FIG. 1 is a block diagram showing a digital audio tape recorder according to an embodiment of the present invention.

FIG. 2 is a block diagram showing the noise shaper.

FIG. 3 is a characteristic curve diagram showing the characteristics of the filter.

FIG. 4 is a block diagram showing a specific configuration of a noise shaper.

FIG. 5 is a characteristic curve diagram showing a case where energy is concentrated in a low range.

FIG. 6 is a characteristic curve diagram showing the frequency characteristic of the filter in that case.

FIG. 7 is a characteristic curve diagram showing a case where energy is concentrated in a high range.

FIG. 8 is a characteristic curve diagram showing frequency characteristics of the filter in that case.

FIG. 9 is a block diagram showing a digital audio tape recorder according to a second embodiment.

FIG. 10 is a characteristic curve diagram showing a frequency amplitude characteristic of a pre-emphasis circuit.

FIG. 11 is a characteristic curve diagram showing a frequency amplitude characteristic of a de-enhanced circuit.

[Explanation of symbols]

1, 2, 20 ... Digital audio tape recorder, 4, 19 ... Low-pass filter, 5 ... Analog digital conversion circuit, 6 ... Decimation filter, 7
…… Noise shaper, 17 …… Oversampling filter, 18 …… Digital analog conversion circuit, 9 ・ ・ ・
... Quantizer, 11 ... Noise filter, 14 ... Energy analysis circuit, 15 ... Filter coefficient calculation circuit, 21 ...
… Pre-emphasis circuit, 22 …… De-emphasis circuit.

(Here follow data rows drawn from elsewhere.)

PR #477, opened 2016-11-29
Add regression tests for #471

justinfagnani:

### DIFF
--- a/test/unit/init/init_test.js
+++ b/test/unit/init/init_test.js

 ─────────────────────────────────────────────────── ─── Continuation of the front page (72) Inventor Masaaki Ueki 6-735 Kitashinagawa, Shinagawa-ku, Tokyo Sony Corporation (72) Makoto Yamada 6-735 Kitashinagawa, Shinagawa-ku, Tokyo Sony Within the corporation

Claims (4)

[Claims] 1. An audio signal transmission apparatus for transmitting a digital audio signal through a predetermined transmission line, wherein the transmission line is formed to transmit a transmission digital signal of a predetermined sampling frequency and a predetermined number of bits. The sampling frequency is a frequency capable of transmitting the transmission digital signal having a frequency band equal to or higher than the audible frequency band, and the audio signal transmission device has the sampling frequency and a bit number greater than the bit number. A large number of digital audio signals are requantized to generate the transmission digital signal, and the transmission digital signal is transmitted through the transmission line, thereby transmitting the digital audio signal through the transmission line, and the digital audio signal is transmitted through the transmission line. When requantizing a signal, requantization noise is suppressed in the audible frequency band. , The audio signal transmitting apparatus characterized by noise the shaping. 2. The audio signal transmission device according to claim 1, wherein the energy distribution of the digital audio signal is detected, and the frequency characteristic of the noise shaping is switched based on the detection result. 3. When the transmission digital signal is transmitted through the transmission line, a frequency band higher than the audible frequency band of the transmission digital signal is emphasized and recorded on a recording medium through a pre-emphasis circuit. 3. The audio signal transmission device according to claim 1 or 2, wherein when the transmission digital signal recorded from a recording medium is reproduced, the transmission digital signal is output via a de-emphasis circuit. 4. The transmission line is a magnetic recording / reproducing device for recording the transmission digital signal of the sampling frequency and the bit number on a magnetic tape, and the sampling frequency is twice the audible frequency band. The audio signal transmission device according to claim 1, 2 or 3, wherein the frequency band has a frequency capable of recording and reproducing.